LONDON — Wanita Muslim bercadar atau niqab disarankan untuk tidak bepergian ke Leicester, Inggris karena menjadi sasaran kemarahan orang yang tak menyukainya.
Kesimpulan ini terungkap dalam sebuah buku baru karya dua dosen kriminologi University of Leicester. Para wanita bercadar terancam serangan kebencian bahkan sekalipun ada di dalam mobil.
“Orang-orang merasa bebas menyerang kami setiap hari. Mereka menyumpah, menatap dengan mata melotot, meludah dan menyuruh kami pulang ke rumah. Mereka memanggil kami teroris,” ujar seorang wanita yang ikut serta dalam studi itu kepada Leicester Mercury.
Buku itu berdasarkan hasil wawancara lebih dari 100 wanita Muslim yang tinggal di Leicester dalam kurun 12 bulan.
Bertajuk “Islamphobia, Victimization and the Veil”, buku itu juga mengungkapkan pengakuan para wanita Muslim yang semakin merasa sulit menghindar dari insiden seperti itu di jantung kota.
Buku ini karangan Dr Irene Zempi dan Neil Chakraborti.

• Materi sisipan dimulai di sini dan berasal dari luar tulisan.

PR #1466, opened 2016-02-20
Support serialisation of lazy loaded POJOs

ant3:
Currently any hibernate loaded objects must be fully loaded before the resource method ends, otherwise the Jackson serialiser fails.  This forces developers to annotate associations for eager loading, or walk the object graph to force hibernate to load associations - neither is very nice.

However, the Hibernate5Module can handle lazy loading proxies, but doesn't do this by default (not sure why not) - and developers could enable it.  The problem is that UnitOfWorkApplicationListener closes the hibernate session before the results have been seriazised, so even if developers turn on the lazy-loading support it won't work.

The changes I have made cause the session to be closed later and switch on lazy-loading support by default, as well as adding a test for this functionality.

Possible problems: 
Closing the session later may have knock-on effects?  It doesn't seem likely but I'm no expert.

The test is a little messy and there may be a better way of doing it.  Also, I have a somewhat messy commit history (3 instead of 1).  I accidentally committed to my master branch :-(.

### DIFF
--- a/dropwizard-hibernate/src/main/java/io/dropwizard/hibernate/UnitOfWorkApplicationListener.java
+++ b/dropwizard-hibernate/src/main/java/io/dropwizard/hibernate/UnitOfWorkApplicationListener.java
@@ -75,7 +75,7 @@ public class UnitOfWorkApplicationListener implements ApplicationEventListener {
                 UnitOfWork unitOfWork = methodMap.get(event.getUriInfo()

“Ada tempat-tempat di Leicester yang tidak dapat kami lalui, bahkan dalam mobil sekalipun,” ujar wanita yang tak mau disebutkan namanya itu.
“Kini makin sulit memakai cadar di jantung kota. Saya tidak mau pergi ke luar rumah kecuali terpaksa,” tambahnya.
Niqab adalah cadar yang menutupi sebagian besar wajah kecuali mata. “Saya orang Inggris seperti warga lain. Kami main sepakbola dan tenis di rumah. Anak-anak suka bergurau dan menyebut saya ‘mama ninja’. Kami kira dengan mengabaikannya, itu akan berlalu. Ternyata tidak,” ujarnya.
Banyak wanita bercadar yang diwawancarai menganggap Leicester akan memberikan kehidupan yang lebih baik untuk mereka dan keluarga. Bahkan seorang wanita lainnya mengaku pernah dilempar air teh oleh orang lain. Bahkan ada yang pernah disikut di perut.
“Di tempat-tempat lain, bahkan kondisinya lebih buruk. Bahkan ada orang-orang rasis di Leicester,” ujar seorang wanita berusia 36 tahun seperti dikutip dalam buku itu.
“Kami pindah ke Leicester karena masyarakatnya lebih aman. Juga lebih baik untuk anak-anak. Leicester lebih toleran, meski masih ada islamfobia,” tuturnya.
Ketika menulis buku itu, Dr Zempi memakai niqab selama sebulan untuk memahami perasaan seperti yang dialami para korban.
“Sikap terhadap saya berubah dalam semalam. Orang jadi kasar dan mengancam. Para penjaga toko yang sebelumnya ramah kini malah mengabaikan saya. Saya jadi tidak mau pergi ke luar. Saya jadi depresi,” ujarnya.
Tingkat kekasaran yang dialami para korban bervariasi, tergantung pada tempatnya, apakah berada di lingkungan sekitar atau apakah mereka sudah meninggalkan ‘zona aman’.
Prihatin atas peningkatan serangan, Shaista Gohir, ketua Jaringan Wanita Muslim Inggris, mendesak para korban untuk melaporkan semua insiden serangan kebencian.
“Ketika saya masih mahasiswa di Leicester 25 tahun lalu, kami diberitahu untuk menghindari tempat-tempat tertentu bila memiliki kulit coklat. Cadar dan jilbab saat itu masih sangat jarang. Ternyata perilaku seperti itu di kawasan itu belum berubah,” ujar Gohir.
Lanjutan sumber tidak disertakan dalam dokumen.